In this case, the name should be MAX_ITEMS_IN_CART. The new code is simple and clear:

        MAX_ITEMS_IN_CART = 10
        if shopping_cart.number_items() >   MAX_ITEMS_IN_CART
            Error(“Too many items in cart”)
Prefer begin and end for Inclusive/Exclusive Ranges

Naming Booleans When picking a name for boolean variable or a function that returns a boolean, be sure it’s clear what true or false really mean. Here’s a dangerous example:

        boolean read_password = true;

Depending on how you read it (non pun intended), there are two different interpretations:

  • we need to read the password
  • the password has already been read

In this case, it’s best to avoid the word ‘read’, and name it ‘need_password’ or ‘user_is_authenticated’ instead. In general, adding words like ‘is, has, can, or...’ should can make booleans more clear.

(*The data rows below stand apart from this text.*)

PR #1213, opened 2020-05-13
Prepare monsters to work on change target strategy and NPC Kendra

htc16:
Change target strategy changing in next commit values added in files are
based on leaked files and NPC Kendra accesses Nostalgia!


gpedro:
can you add a new line between `targetstrategies` and `flags`? this tags is in same line, that's little complicated to read

jlcvp:
> can you add a new line between `targetstrategies` and `flags`? this tags is in same line, that's little complicated to read

@Heitortadeu I think you know how to automate, but here it go:

using vscode, go to the global find/replace, activate the regex (.*) and paste this on find field:
`(<targetstrategies.*/>)\s+(<flags>)` and on the replace field, paste this: `$1\n$2`

click on replace all and Magic!
image

htc16:
Hoje de noite já faço isso.. Valeu!

andersonfaaria:
tested and working

PR #4117, opened 2024-08-08
feat(spam-detection): detect spam and exclude spam from article feeds

gary02:


src/connectors/spamDetector.ts
```diff
@@ -0,0 +1,36 @@
...
+      url: this.apiUrl,
+      data: {
+        text,
+      },
+    }
+
+    try {
+      const response = await axios(config)
+      return response.data.score
+    } catch (error) {
```
robertu7, line 31: need to add an CloudWatch alarm to monitor the API error rate?

src/connectors/systemService.ts
```diff
@@ -150,6 +152,21 @@ export class SystemService extends BaseService<BaseDBSchema> {
     return false
   }
 
+  /**
+   * Get the spam threshold from `feature_flag` table
+   * Use to determine whether a article is spam by its spam score
+   */
+  public getSpamThreshold = async (): Promise<number | null> => {
```
robertu7, line 159: cache result to avoid repetitive query for a period of time?

db/migrations/20240806102534_alter_article_spam.js
```diff
@@ -0,0 +1,21 @@
+const table = 'article'
+
+exports.up = async (knex) => {
+  await knex.schema.table(table, (t) => {
+    t.float('spam_score').nullable()
+    t.boolean('is_spam').nullable()
+
+    t.index('spam_score')
```
robertu7, line 8: do we need a timestamp to record the time that run the spam check, if any further usage?

robertu7 (approved):

db/migrations/20240806102534_alter_article_spam.js
gary02: I log the check time in lambda logging by now
https://github.com/thematters/spam-detection-serverless/blob/main/app/app.py#L29-L31

gary02: add more logging https://github.com/thematters/matters-server/pull/4117/commits/744abf95f16113d712244c85bb83c3bc76b16f3f

Issue #3971, opened 2024-06-04
Edge cases for article translation


robertu7:

lizhineng:
I forked the project yesterday and am still familiarizing myself with the repository. Please correct me if I'm wrong.

- Does the bug indicate that we need to handle situations when the translation API runs out of quota?
- Should we replace Google Translate with another provider due to pricing concerns, or are we supposed to support multiple translation providers with load balancing behind the scenes? This would help us avoid relying on a single translation API, reducing the risk of a single point of failure and improving availability.

Additionally, I noticed that the translation feature also translates _@mention_. I think we should leave it as is—what are your thoughts?

PR #4155, opened 2024-08-27
Strip @mention for article language resolver

lizhineng:
This is part of the tasks assigned in #3971, the article content would first be stripped of all mentions before being extracted for the excerpt. This is my first PR and I hope I didn't miss anything.


gary02 (approved):
LGTM

robertu7 (approved):
@lizhineng thank you for your contribution! Really appreciate you taking time to fix this issue! 

FYI, the translation feature is not good enough and buggy as the demand increases, #3971 only with some easy fixes. We are supposed to refactor it with better and cheaper solution (e.g. language model, Microsoft Translator), free feel to join the discussion and left your thoughts in #3971.

PR #4164, opened 2024-09-02
feat(block): update mutation logic for blocked users

gary02:


src/mutations/article/appreciateArticle.ts
robertu7, line 1: As the PRD, blockee cannot appreciate the blocker's article.

robertu7 (dismissed):

src/mutations/article/appreciateArticle.ts
gary02: Right, I mix up appreciate and donation

PR #4319, opened 2025-03-04
feat(cache): introduce separate object cache redis configuration

gitwoz:
This change adds support for a separate Redis configuration for object caching, allowing more granular control over caching strategies. Key modifications include:
- Added new environment variables for object cache host and port
- Updated connections and services to use a dedicated object cache Redis instance
- Refactored references to use `objectCacheRedis` across various services and resolvers


ham-76 (approved):
LGTM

Matching Expectations of Users

Some names are misleading because the user has a preconceived idea of what the name means, even though you mean else.

Ex: get()

Many programmers are used to the convention that methods starting with get are ‘lightweight accessor’ that simple return an internal member. Going against this convention is likely to mislead those users.

Here’s an example, in Java, of what not to do:

        public class StatisticsCollector { 
            public void addSample(double x) { ... } 

            public double getMean() { 
                // Iterate through all samples and return total / num_samples 
            }
            ... 
        }

In this case, the implementation of ‘getMean()’ is to iterate over past data and calculate the mean on the fly. This step might be very expensive if there’s a lot of data. But an unsuspecting programmer might call ‘getMean()’ carelessly, assuming that it’s an inexpensive call.

Instead, the method should be renamed to some thing like ‘computeMean()’, which sounds more like an expensive operation.